• [REQUIRED ACTION]: Lines that include the string "headers" are the ones to copy from the entries below.
BEGIN
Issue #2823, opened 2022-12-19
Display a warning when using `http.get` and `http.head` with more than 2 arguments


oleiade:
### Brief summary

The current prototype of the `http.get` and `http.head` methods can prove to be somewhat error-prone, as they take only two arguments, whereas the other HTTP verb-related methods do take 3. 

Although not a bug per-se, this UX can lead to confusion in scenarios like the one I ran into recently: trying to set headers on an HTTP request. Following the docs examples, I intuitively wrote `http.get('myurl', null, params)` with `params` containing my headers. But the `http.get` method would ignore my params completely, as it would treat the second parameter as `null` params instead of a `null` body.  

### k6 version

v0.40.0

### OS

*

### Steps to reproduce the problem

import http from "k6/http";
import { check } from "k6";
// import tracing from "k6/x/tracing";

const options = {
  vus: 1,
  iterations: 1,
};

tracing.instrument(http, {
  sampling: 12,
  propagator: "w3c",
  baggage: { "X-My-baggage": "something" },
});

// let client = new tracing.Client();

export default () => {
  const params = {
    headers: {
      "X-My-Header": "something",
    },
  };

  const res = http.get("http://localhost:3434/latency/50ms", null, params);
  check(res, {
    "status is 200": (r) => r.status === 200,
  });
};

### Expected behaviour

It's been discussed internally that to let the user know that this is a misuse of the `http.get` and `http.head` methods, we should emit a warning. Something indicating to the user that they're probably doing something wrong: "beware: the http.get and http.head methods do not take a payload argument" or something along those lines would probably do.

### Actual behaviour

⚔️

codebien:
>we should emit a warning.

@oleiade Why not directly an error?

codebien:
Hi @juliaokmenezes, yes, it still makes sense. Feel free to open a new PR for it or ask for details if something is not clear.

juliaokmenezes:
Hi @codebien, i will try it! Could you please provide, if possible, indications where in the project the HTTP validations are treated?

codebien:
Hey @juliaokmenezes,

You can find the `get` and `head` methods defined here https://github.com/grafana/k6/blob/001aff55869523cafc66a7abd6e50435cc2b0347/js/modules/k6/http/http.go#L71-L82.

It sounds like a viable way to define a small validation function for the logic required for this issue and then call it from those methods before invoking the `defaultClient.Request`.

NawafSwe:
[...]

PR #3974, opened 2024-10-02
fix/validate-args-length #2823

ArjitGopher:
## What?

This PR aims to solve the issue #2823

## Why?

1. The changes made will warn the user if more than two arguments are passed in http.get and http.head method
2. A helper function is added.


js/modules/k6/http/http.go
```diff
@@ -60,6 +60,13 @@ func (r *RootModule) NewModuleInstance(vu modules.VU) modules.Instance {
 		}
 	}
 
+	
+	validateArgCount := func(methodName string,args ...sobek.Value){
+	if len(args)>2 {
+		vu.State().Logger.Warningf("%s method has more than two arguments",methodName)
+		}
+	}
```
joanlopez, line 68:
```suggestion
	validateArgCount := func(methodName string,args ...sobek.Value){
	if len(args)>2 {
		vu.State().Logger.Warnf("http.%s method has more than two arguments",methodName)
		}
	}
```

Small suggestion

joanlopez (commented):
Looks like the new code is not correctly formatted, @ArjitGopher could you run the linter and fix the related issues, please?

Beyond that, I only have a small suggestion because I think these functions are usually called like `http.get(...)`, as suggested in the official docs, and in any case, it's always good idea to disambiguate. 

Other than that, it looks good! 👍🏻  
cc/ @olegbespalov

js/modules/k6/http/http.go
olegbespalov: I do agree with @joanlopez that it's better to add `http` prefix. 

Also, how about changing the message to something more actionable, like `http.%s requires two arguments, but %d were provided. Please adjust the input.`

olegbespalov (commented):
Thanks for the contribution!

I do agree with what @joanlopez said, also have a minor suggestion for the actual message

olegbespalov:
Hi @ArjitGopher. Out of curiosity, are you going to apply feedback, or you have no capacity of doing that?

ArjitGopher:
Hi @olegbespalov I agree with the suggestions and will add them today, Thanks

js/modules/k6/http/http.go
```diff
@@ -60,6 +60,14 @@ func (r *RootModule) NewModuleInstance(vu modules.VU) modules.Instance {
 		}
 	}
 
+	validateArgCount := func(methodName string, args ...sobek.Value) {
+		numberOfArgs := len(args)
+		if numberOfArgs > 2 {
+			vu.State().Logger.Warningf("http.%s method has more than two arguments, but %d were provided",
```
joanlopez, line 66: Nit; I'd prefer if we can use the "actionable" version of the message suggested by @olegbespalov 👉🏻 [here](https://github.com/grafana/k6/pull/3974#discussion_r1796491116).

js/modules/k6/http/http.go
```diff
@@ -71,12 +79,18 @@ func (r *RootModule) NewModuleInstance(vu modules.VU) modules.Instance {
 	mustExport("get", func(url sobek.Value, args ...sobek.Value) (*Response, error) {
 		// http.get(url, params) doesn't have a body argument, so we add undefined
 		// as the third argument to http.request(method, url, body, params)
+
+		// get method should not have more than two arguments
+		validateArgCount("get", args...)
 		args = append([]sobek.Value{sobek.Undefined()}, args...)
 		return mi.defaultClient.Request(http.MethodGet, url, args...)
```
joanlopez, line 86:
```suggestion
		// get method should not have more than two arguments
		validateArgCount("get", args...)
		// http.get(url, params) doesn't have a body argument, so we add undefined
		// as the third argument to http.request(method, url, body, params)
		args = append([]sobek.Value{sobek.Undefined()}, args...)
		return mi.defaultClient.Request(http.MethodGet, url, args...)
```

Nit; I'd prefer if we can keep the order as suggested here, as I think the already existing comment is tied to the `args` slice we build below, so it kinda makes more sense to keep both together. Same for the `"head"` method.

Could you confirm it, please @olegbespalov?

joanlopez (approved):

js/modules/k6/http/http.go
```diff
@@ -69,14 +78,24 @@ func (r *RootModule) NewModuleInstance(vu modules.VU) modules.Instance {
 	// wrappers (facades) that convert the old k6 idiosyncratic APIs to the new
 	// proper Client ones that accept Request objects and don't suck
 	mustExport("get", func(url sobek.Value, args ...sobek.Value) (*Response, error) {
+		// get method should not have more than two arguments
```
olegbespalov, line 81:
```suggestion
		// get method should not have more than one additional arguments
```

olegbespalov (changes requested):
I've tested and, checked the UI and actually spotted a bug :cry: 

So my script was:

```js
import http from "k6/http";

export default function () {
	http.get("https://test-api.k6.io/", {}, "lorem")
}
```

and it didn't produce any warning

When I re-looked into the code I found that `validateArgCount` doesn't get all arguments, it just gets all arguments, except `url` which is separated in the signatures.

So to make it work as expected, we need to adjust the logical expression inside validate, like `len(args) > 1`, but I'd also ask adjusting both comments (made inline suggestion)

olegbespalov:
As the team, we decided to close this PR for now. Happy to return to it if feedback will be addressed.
END
• [FINISHED EXERCISE]:
Although not a bug per-se, this UX can lead to confusion in scenarios like the one I ran into recently: trying to set headers on an HTTP request. Following the docs examples, I intuitively wrote `http.get('myurl', null, params)` with `params` containing my headers. But the `http.get` method would ignore my params completely, as it would treat the second parameter as `null` params instead of a `null` body.  
    headers: {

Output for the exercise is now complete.